In der öffentlichen Diskussion von bioethischen Themen gibt es eine Konzentration auf spektakuläre Themen. Wenn die Forschung einen Durchbruch in gentechnischen Methoden erringt, findet das über die Fachkreise hinaus große Aufmerksamkeit. Das ist auch gut so. So fand vor kurzem die Methode „CRISPR Cas“ einige Aufmerksamkeit, mit der präzise Veränderungen am Genom vorgenommen werden können. Neue Methoden ermöglichen in der Regel neue Handlungsoptionen. Im Falle von „CRISPR Cas“ stellt sich die Frage, ob man nicht auch in das menschliche Genom eingreifen sollte, etwa wenn bei einem Embryo eine monogenetische Erkrankung festgestellt wird. Der Eingriff in die Keimbahn ist bislang ein Tabu und in Deutschland per Gesetz verboten. Doch welche Richtung wird die Entwicklung nehmen, wenn erbliche Erkrankungen verhindert werden können? Wenn man aber diesem begrenzten Eingriff zustimmt, stellt sich schnell die weitergehende Frage, welche Krankheiten zu einem solchen Eingriff berechtigen. Und schon befindet man sich mitten in einer gravierenden bioethischen Debatte.
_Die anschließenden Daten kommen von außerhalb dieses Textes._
PR #490, opened 2021-02-27
Fix a tag parameter for the release pipeline

99:
Fixing tag issue to tigger release job

### DIFF
--- a/.github/workflows/ui-release-trigger.yml
+++ b/.github/workflows/ui-release-trigger.yml
@@ -15,5 +15,5 @@ jobs:
           echo "Triggering release with a TAG ${GITHUB_REF#refs/tags/}"
 
           curl -u ${{ secrets.CIRCLE_TOKEN }}: -X POST --header "Content-Type: application/json" \
-          -d '{ "branch": "main", "parameters": {"TAG": "${GITHUB_REF#refs/tags/}" }}' \
+          -d '{ "branch": "main", "parameters": {"TAG": ${GITHUB_REF#refs/tags/} }}' \
           https://circleci.com/api/v2/project/github/hashicorp/boundary-ui-releases/pipeline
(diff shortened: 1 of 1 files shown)


.github/workflows/ui-release-trigger.yml
```diff
@@ -15,5 +15,5 @@ jobs:
           echo "Triggering release with a TAG ${GITHUB_REF#refs/tags/}"
 
           curl -u ${{ secrets.CIRCLE_TOKEN }}: -X POST --header "Content-Type: application/json" \
-          -d '{ "branch": "main", "parameters": {"TAG": "${GITHUB_REF#refs/tags/}" }}' \
+          -d '{ "branch": "main", "parameters": {"TAG": ${GITHUB_REF#refs/tags/} }}' \
```
samsalisbury, line 18: I haven't tested this code to check, but this looks as though it will produce invalid JSON. The `parameters.TAG` field will have the literal value `${GITHUB_REF#refs/tags/}` (without the needed double quotes for JSON). You would need to add double quotes for JSON's sake, and then also use single quotes to break out of the literal JSON string, and allow bash to interpret the GITHUB_REF substitution and return its value. See suggestion below.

Spektakuläre Durchbrüche und schleichende Entwicklungen
Diese Diskussionen werden auch mit einiger Aufmerksamkeit öffentlich geführt. Anders ist es dagegen, wenn die Veränderungen nicht mit spektakulären wissenschaftlichen Durchbrüchen verbunden sind. Dennoch können auch konventionellere neue Technologien weitreichende gesellschaftliche Folgen haben. Das ist im Bereich der Pränataldiagnostik der Fall. Worum geht es hier? Vorgeburtliche Untersuchungen gehören zu dem Umfang einer jeden medizinischen Betreuung einer Schwangerschaft. Es geht dann zum Beispiel um die Frage, ob in der Schwangerschaft Komplikationen zu erwarten sind. Etwas anderes ist es aber, wenn der Fötus daraufhin untersucht wird, ob das Kind schon vor der Geburt erkennbare Anzeichen für eine Erkrankung hat. In früherer Zeit ist eine solche Untersuchung eher im Ausnahmefall gemacht worden, weil die Amniozentese oder die Chorionzottenbiopsie mit einem Eingriff, einer Gewebeentnahme verbunden war.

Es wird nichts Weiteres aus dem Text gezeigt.